None of this in fact....
In server (https://www.hpe.com/pl/en/product-c...e-proliant-dl385-gen10-server.1010268408.html) I use SanDisk ECC RAM 64GB.


----------



## Snurg (Dec 4, 2017)

umm SanDisk? for real?
Didn't know that SanDisk produces server RAM. But I know that SanDisk is one of the much counterfeited brands in Shenzhen.

Do you know that there exist counterfeit DRAM modules for more than a quarter of a century that have, instead of the additional memory chip for ECC/parity data storage, a logic gate that always gives the correct parity no matter what crap data the reject chips on the counterfeit module put out?

If in the computer's BIOS the ECC/parity detection is not turned off, then I'd really be curious to see detail photos of these memory modules.
There is no low percentage of counterfeit stuff around, and your case smells like it could be one.


----------



## trev (Dec 4, 2017)

There was a 2015 partnership between HP and SanDisk to produce SCM (server class memory) using resistive memory technology. May be related...


----------



## developer11 (Dec 5, 2017)

trev said:


> There was a 2015 partnership between HP and SanDisk to produce SCM (server class memory) using resistive memory technology. May be related...

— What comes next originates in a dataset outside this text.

PR #1741, opened 2021-04-02
add DetectionOutput op

haoyouab:
`DetectionOutput` basically works for most of the attributes except the following three. Please check the note below.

And thats when I bought this server.


----------



## Snurg (Dec 5, 2017)

The mentioned SanDisk/HP partnership apparently hasn't yet yielded products. I could find nothing except this vaporish announcement.
Even if these memories would exist, they won't last long. And I also was unable to find any SCM data sheet from SanDisk.

I'd really be curious to see photos of that memory. 

But as you do say nothing about parity errors, please also think about a bad PS, for example.


----------



## developer11 (Dec 11, 2017)

OK. RAM issue fixed. Turned out that the RAM controller was faulty. RAM itself was/is OK.


----------